Figure 5. A typical AMOLED has relatively small display noise.

On-cell designs typically deposit the sensor layer on the color filter glass of the display, keeping it as close to the display chemistry as possible because it is inside the stack. Noise and parasitic loading increase. However, AMOLED technology is inherently quiet, making it a good platform to build on-cell or in-cell sensors underneath the color filter glass design.

When designing sensors, a widely accepted sensor structure is to use a two-layer sensor with the transmit lines in the bottom half of the sensor and the receive lines in the top half.

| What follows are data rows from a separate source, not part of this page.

PR #7547, opened 2020-03-11
CB-6035: FMS should relogin on failures

holleyism:
This change adds an automatic retry on the FreeIpaClientFactory
getFreeIpaClient* methods.  These methods perform a login.
Manually verified by blocking http/https ports.  This is necessary
in FreeIPA HA environments where there might be a failover and
the client should retry.

### DIFF
--- a/freeipa-client/src/main/java/com/sequenceiq/freeipa/client/FreeIpaClientException.java
+++ b/freeipa-client/src/main/java/com/sequenceiq/freeipa/client/FreeIpaClientException.java
@@ -1,19 +1,27 @@
 package com.sequenceiq.freeipa.client;
 
+import java.util.OptionalInt;
+
 public class FreeIpaClientException extends Exception {
+
+    private final OptionalInt statusCode;
+
     public FreeIpaClientException(String message) {
         super(message);
+        statusCode = OptionalInt.empty();
+    }
+
+    public FreeIpaClientException(String message, int statusCode) {
+        super(message);
+        this.statusCode = OptionalInt.of(statusCode);
     }
 
     public FreeIpaClientException(String message, Throwable cause) {
         super(message, cause);
+        statusCode = OptionalInt.empty();
     }
 
-    public FreeIpaClientException(Throwable cause) {
-
-    }
-
-    public FreeIpaClientException(String message, Throwable cause, boolean enableSuppression, boolean writableStackTrace) {
-
+    public OptionalInt getStatusCode() {
+        return statusCode;
     }
 }
--- a/freeipa/src/main/java/com/sequenceiq/freeipa/client/FreeIpaClientBuilder.java
+++ b/freeipa/src/main/java/com/sequenceiq/freeipa/client/FreeIpaClientBuilder.java
@@ -71,8 +71,6 @@ public class FreeIpaClientBuilder {
 
     private final String pass;
 
-    private final String realm;
-
     private final SSLContext sslContext;
 
     private final int port;
@@ -83,11 +81,10 @@ public class FreeIpaClientBuilder {
 
     private Map<String, String> additionalHeaders;
 
-    public FreeIpaClientBuilder(String user, String pass, String realm, HttpClientConfig clientConfig, int port, String basePath,
+    public FreeIpaClientBuilder(String user, String pass, HttpClientConfig clientConfig, int port, String basePath,
             Map<String, String> additionalHeaders, JsonRpcClient.RequestListener rpcRequestListener) throws Exception {
         this.user = user;
         this.pass = pass;
-        this.realm = realm;
         this.clientConfig = clientConfig;
         this.port = port;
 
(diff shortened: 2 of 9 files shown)


holleyism:
Hold off on review at this point.  Might be changing.

freeipa-client/src/main/java/com/sequenceiq/freeipa/client/FreeIpaClientException.java
```diff
@@ -1,19 +1,25 @@
 package com.sequenceiq.freeipa.client;
 
 public class FreeIpaClientException extends Exception {
+
+    private final int statusCode;
```
jamisonbennett: I think the statusCode should be `OptionalInt` since its not always present.

lacikaaa:
Could you remove the label when it's ready for review @holleyism ?

freeipa-client/src/main/java/com/sequenceiq/freeipa/client/FreeIpaClientException.java
holleyism: changed

freeipa/src/main/java/com/sequenceiq/freeipa/service/freeipa/FreeIpaClientFactory.java
```diff
@@ -97,11 +114,25 @@ public FreeIpaClient getFreeIpaClientForStackWithPing(Stack stack) throws Except
...
                 } else {
-                    return getFreeIpaClientBuilder(stack).buildWithPing();
+                    Exception lastException = new FreeIpaClientException("No instances exist in the stack.");
+                    for (InstanceMetaData instanceMetaData: stack.getInstanceGroups().stream().flatMap(
+                            instanceGroup -> instanceGroup.getInstanceMetaData().stream()).collect(Collectors.toList())) {
+                        try {
+                            return getFreeIpaClientBuilder(stack, instanceMetaData).buildWithPing();
+                        } catch (FreeIpaClientException | IOException e) {
+                            lastException = e;
+                            if (e instanceof FreeIpaClientException) {
```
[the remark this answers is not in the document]
holleyism: moved

freeipa/src/main/java/com/sequenceiq/freeipa/client/FreeIpaClientBuilder.java
```diff
@@ -193,21 +187,14 @@ private String connect(String user, String pass, String apiAddress, int port)
                 throw new FreeIpaClientException(String.format("Encountered unexpected response from "
                         + "FreeIPA; details:%n%n"
                         + "code: %s%n"
-                        + "headers: %s", response.getStatusLine().getStatusCode(), response.getAllHeaders()));
+                        + "headers: %s", response.getStatusLine().getStatusCode(), response.getAllHeaders()),
+                        response.getStatusLine().getStatusCode());
```
lacikaaa: I don't think this `response.getStatusLine().getStatusCode()` is necessary

freeipa/src/main/java/com/sequenceiq/freeipa/service/TlsSecurityService.java
```diff
@@ -103,9 +103,8 @@ private void generateSaltPassword(SaltSecurityConfig saltSecurityConfig) {
         saltSecurityConfig.setSaltPasswordVault(saltPassword);
     }
 
-    public GatewayConfig buildGatewayConfig(Long stackId, InstanceMetaData gatewayInstance, Integer gatewayPort,
+    public GatewayConfig buildGatewayConfig(Stack stack, InstanceMetaData gatewayInstance, Integer gatewayPort,
```
lacikaaa: if we get stack here instead of id we can omit the gw port from parameters as it's in the stack already

freeipa/src/main/java/com/sequenceiq/freeipa/service/freeipa/FreeIpaClientFactory.java
```diff
@@ -70,42 +73,48 @@ private String toClusterProxyBasepath(String freeIpaClusterCrn) {
...
                 } else {
-                    return getFreeIpaClientBuilder(stack).build();
+                    Exception lastException = new FreeIpaClientException("No instances exist in the stack.");
+                    for (InstanceMetaData instanceMetaData: stack.getInstanceGroups().stream().flatMap(
+                            instanceGroup -> instanceGroup.getInstanceMetaData().stream()).collect(Collectors.toList())) {
+                        try {
+                            return getFreeIpaClientBuilder(stack, instanceMetaData).build(withPing);
+                        } catch (FreeIpaClientException | IOException e) {
+                            lastException = e;
+                            if (e instanceof FreeIpaClientException) {
```
lacikaaa: this wouldn't be necessary if there is 2 catch for the 2 exception

freeipa/src/main/java/com/sequenceiq/freeipa/service/freeipa/FreeIpaClientFactory.java
```diff
@@ -70,42 +73,48 @@ private String toClusterProxyBasepath(String freeIpaClusterCrn) {
...
         Status stackStatus = stack.getStackStatus().getStatus();
         if (!stackStatus.isFreeIpaUnreachableStatus()) {
             try {
                 if (clusterProxyService.isCreateConfigForClusterProxy(stack)) {
-                    return getFreeIpaClientBuilderForClusterProxy(stack).build();
+                    return getFreeIpaClientBuilderForClusterProxy(stack).build(withPing);
                 } else {
-                    return getFreeIpaClientBuilder(stack).build();
+                    Exception lastException = new FreeIpaClientException("No instances exist in the stack.");
+                    for (InstanceMetaData instanceMetaData: stack.getInstanceGroups().stream().flatMap(
```
lacikaaa: please move out the stream into a variable and/or to a method

freeipa/src/main/java/com/sequenceiq/freeipa/service/freeipa/FreeIpaClientFactory.java
```diff
@@ -70,42 +73,48 @@ private String toClusterProxyBasepath(String freeIpaClusterCrn) {
...
+        stack = stackService.getByIdWithListsInTransaction(stack.getId());
         Status stackStatus = stack.getStackStatus().getStatus();
         if (!stackStatus.isFreeIpaUnreachableStatus()) {
             try {
                 if (clusterProxyService.isCreateConfigForClusterProxy(stack)) {
-                    return getFreeIpaClientBuilderForClusterProxy(stack).build();
+                    return getFreeIpaClientBuilderForClusterProxy(stack).build(withPing);
                 } else {
-                    return getFreeIpaClientBuilder(stack).build();
+                    Exception lastException = new FreeIpaClientException("No instances exist in the stack.");
```
lacikaaa: this exception driven logic and return inside the for loop makes the code hard to read.
I think it would be more readable if you do something like have an `Optional<FreeIpaClient> client = Optional.empty()` and iterate through the instances while it's empty and you have more instances. In the end you could return with the client or throw an exception

freeipa/src/main/java/com/sequenceiq/freeipa/client/FreeIpaClientBuilder.java
holleyism: It's necessary for the calling function to determine if the exception was due to not being authorized.  We want to retry logging it to different IPA servers for failover, unless the exception is because we're unauthorized.

freeipa/src/main/java/com/sequenceiq/freeipa/service/TlsSecurityService.java
holleyism: fixed

freeipa/src/main/java/com/sequenceiq/freeipa/service/freeipa/FreeIpaClientFactory.java
holleyism: fixed

freeipa/src/main/java/com/sequenceiq/freeipa/service/freeipa/FreeIpaClientFactory.java
holleyism: moved

freeipa/src/main/java/com/sequenceiq/freeipa/service/freeipa/FreeIpaClientFactory.java
holleyism: changed.

freeipa/src/main/java/com/sequenceiq/freeipa/client/FreeIpaClientBuilder.java
lacikaaa: ok, I missed the parenthesis

jamisonbennett:
I repushed on behalf of @holleyism so that the tests could be rerun. It had been too long since they had run so the links were no longer available for the test results.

The receive lines are sensitive to display noise, but the wide transmit lines at the bottom of the sensor form a barrier to the noise generated by the display. This effectively creates a shield in the sensor (Figure 6).

Figure 6. Touch screen sensors using MH3 (a), diamond (b), and patented technology (c) using different stacking methods and materials.

In an MH3 dual-layer stack, the bottom layer of ITO (Indium Oxide) acts as a shield against display noise. Unfortunately, this approach is rarely used for glass-based sensors because it adds thickness and cost. The industry is working to build sensors on a single-layer substrate without shielding. To achieve a true single-layer sensor without shielding, the touchscreen IC is required to be immune to display noise. This task is difficult because display noise can easily reach 3V peak-to-peak in both AC common electrode and DC common electrode displays.

Display noise can be reduced even with direct lamination, where the sensor structure is pressed against the top surface of the display with no air gap or shielding, also known as display-integrated design. An example is Cypress Semiconductor’s Display Armor approach to preventing display noise. Here, the touch IC integrates a built-in touch device listening channel that eliminates display noise through advanced algorithmic decisions to determine which information is noise and which is data. By detecting the source of noise and locking to the waveform, capacitance measurements can be made when it is quiet. These methods of reducing display noise have resulted in advanced and thinner capacitive touch screens at a lower cost.

In addition to noisy displays and chargers, capacitive touch screen designers face many other challenges. For example, antennas are a huge noise source challenge. Space is becoming increasingly tight in mobile phones, and various components (such as antennas and touch screen sensors) actually overlap each other. Such design challenges can cause trouble when dealing with this part of the touch screen. Fortunately, the same innovations that help reduce display and charger noise also help reduce noise from other sources (such as antennas). Whether using simple IIR (infinite impulse response) filters, advanced nonlinear filtering methods, built-in noise reduction hardware, frequency hopping functions, or any other method, capacitive touch screens have achieved some of the most advanced performance embedded in devices.

Obviously, noise rejection is one of the biggest concerns for designers. Whether dealing with noise from the display, charger, antenna, or other sources, the touch IC must achieve the same level of user experience. Innovations are happening every day in capacitive touch technology, and touch ICs are also constantly engaged in the noise war.